Design and characterization of a pyroelectric detector based on three-dimensional structured hafnium oxide thin films

Pyroelectric detectors are used for gas analysis and flame detection because of their fast response and excellent performance. Most pyroelectric devices are based on monocrystalline lithium tantalate or pyroelectric lead zirconate titanate thin films deposited on a silicon (Si) substrate. In comparison, recently discovered pyroelectric-doped hafnium oxide (HfO2) offers the possibility of manufacturing completely complementary metal-oxide-semiconductor (CMOS)-compatible devices on large Si wafers. This is a promising approach to simplifying mass production of the sensor element and realizing new sensor structures with a high performance.
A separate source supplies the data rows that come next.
PR #78, opened 2022-04-26
Exposing vector_add to zok frontend

edwjchen:


src/front/zsharp/mod.rs
```diff
@@ -305,6 +305,25 @@ impl<'ast> ZGen<'ast> {
...
+                } else if generics.len() != 1 {
+                    Err(format!(
+                        "Got {} generic args to EMBED/vector_add, expected 1",
+                        generics.len()
+                    ))
+                } else {
+                    assert!(args.iter().all(|t| {
+                        let t_sort = t.type_();
+                        matches!(t_sort, Ty::Array(_, _))
+                    }));
```
kwantam, line 323:
```suggestion
                    assert!(args.iter().all(|t| matches!(t.type_(), Ty::Array(_, _))));
```

src/front/zsharp/mod.rs
```diff
@@ -305,6 +305,25 @@ impl<'ast> ZGen<'ast> {
...
+                    vector_op(BV_ADD, args[0].clone(), args[1].clone())
```
kwantam, line 324: These clones are wasteful. Just deconstruct the vector.

kwantam (commented):
A few comments so far. I'll have another look once you've got edits to the constant folder!

third_party/ZoKrates/zokrates_stdlib/stdlib/EMBED.zok
```diff
@@ -75,3 +75,7 @@ def u16_to_u32(u16 i) -> u32:
 
 def u8_to_u16(u8 i) -> u16:
     return 0u16
+
+// vector functions
+def vector_add<N>(u32[N] a, u32[N] b) -> u32[N]:
+    return [0; N]
```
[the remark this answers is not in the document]
edwjchen: I think only BV are currently supported in the FHE backend, which is why I left it as u32.

src/ir/opt/cfold.rs
```diff
@@ -244,6 +245,35 @@ pub fn fold_cache(node: &Term, cache: &mut TermCache<Term>) -> Term {
                     b.width() + w,
                 ))))
             }),
+            Op::Map(op) => match (get(0).as_array_opt(), get(1).as_array_opt()) {
+                (Some(a), Some(b)) => {
+                    assert!(a.size == b.size);
+                    let mut new_map: BTreeMap<Value, Value> = BTreeMap::new();
+                    for (a_ind, a_val) in &a.map {
+                        let b_val = &b.map[a_ind];
+                        let res = fold_cache(
```
edwjchen, line 254: @kwantam How would I evaluate the operation on `va` and `vb` without the recursive call to fold_cache here?

third_party/ZoKrates/zokrates_stdlib/stdlib/EMBED.zok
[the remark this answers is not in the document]
kwantam: Still, it might make sense to support all the basic types, no? It wouldn't be much extra work:

- add vadd_field, vadd_u64, vadd_u32, vadd_u16, vadd_u8 stubs in EMBED
- in builtin_call_, extend the current match clause to catch all of these
- extend the function in `zsharp/term.rs` to support both bitvector and field types
- the current constant folder may or may not work, but I bet there's a small edit distance to working if no

Since this is so simple, I don't see a reason to leave it half-done. But I could be missing something!

Cargo.lock
```diff
@@ -138,7 +138,7 @@ dependencies = [
  "log",
  "num_cpus",
  "pairing",
- "rand_core",
+ "rand_core 0.6.3",
```
kwantam, line 141: Why would Cargo.lock have changed? There are no new crates being included.

src/front/zsharp/mod.rs
```diff
@@ -305,6 +305,24 @@ impl<'ast> ZGen<'ast> {
                     Ok(uint_lit(DFL_T.modulus().significant_bits(), 32))
                 }
             }
+            "vector_add" => {
```
kwantam, line 308: I think this name should specify the type it handles, because it's not generic.

Maybe vadd_u32 or vec_add_u32 or addvec_u32?

src/front/zsharp/mod.rs
```diff
@@ -305,6 +305,24 @@ impl<'ast> ZGen<'ast> {
...
+                    ))
+                } else if generics.len() != 1 {
+                    Err(format!(
+                        "Got {} generic args to EMBED/vector_add, expected 1",
+                        generics.len()
+                    ))
+                } else {
+                    assert!(args.iter().all(|t| matches!(t.type_(), Ty::Array(_, _))));
+                    let a = args.pop().unwrap();
+                    let b = args.pop().unwrap();
```
kwantam, line 322:
```suggestion
                    let b = args.pop().unwrap();
                    let a = args.pop().unwrap();
```

`pop` takes from the end of the array, so you're reversing the order of arguments here.

src/front/zsharp/term.rs
```diff
@@ -908,6 +908,20 @@ pub fn bit_array_le(a: T, b: T, n: usize) -> Result<T, String> {
     ))
 }
 
+pub fn vector_op(op: Op, a: T, b: T) -> Result<T, String> {
+    match (&a.ty, &b.ty) {
+        (Ty::Array(a_s, a_ty), Ty::Array(b_s, b_ty)) => {
+            if a_s == b_s && a_ty == b_ty {
+                let t = term![Op::Map(Box::new(op)); a.term, b.term];
+                Ok(T::new(Ty::Array(*a_s, a_ty.clone()), t))
```
kwantam, line 916:
```suggestion
    match (a.ty, b.ty) {
        (Ty::Array(a_s, a_ty), Ty::Array(b_s, b_ty)) => {
            if a_s == b_s && a_ty == b_ty {
                let t = term![Op::Map(Box::new(op)); a.term, b.term];
                Ok(T::new(Ty::Array(a_s, a_ty), t))
```

There's no need to clone here. `a` and `b` are owned by this function.

src/ir/opt/cfold.rs
kwantam: High-level answer: the `Op::Map(op)` match clause starting on line 248 should push a new term onto the stack that is equivalent to the term containing the `Op::Map(_)`, but which eliminates the map. I can give you more details later.

src/ir/opt/cfold.rs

Si substrates were structured with trenches and filled with thin-doped HfO2 layers by atomic layer deposition to multiply the pyroelectric current responsivity. An effective pyroelectric coefficient of up to 1300 μC/m2/K was measured. Micromechanical structuring of the 6-in Si wafers was used to improve the thermal conversion of the sensor element. The applied plasmonic absorbers increase the infrared light absorption to >80 % for the spectral range of 3 to 5 μm, which was determined using Fourier transform infrared reflection measurements. In the first step, the performance of the sensor element was evaluated with an analog transimpedance amplifier with a feedback resistance of 5 Gω. A specific detectivity D∗ > 1 · 107 cm√Hz/W was measured for the frequency range of 1 to 10 Hz. In addition, an application-specific integrated circuit was designed for the electrical signal conditioning to build a fully CMOS-compatible pyroelectric detector. It offers a simple to manufacture, flexible configuration, and digital communication interface with a signal-to-noise performance close to analog detectors. We present the measurement results of different sensor elements and detector types.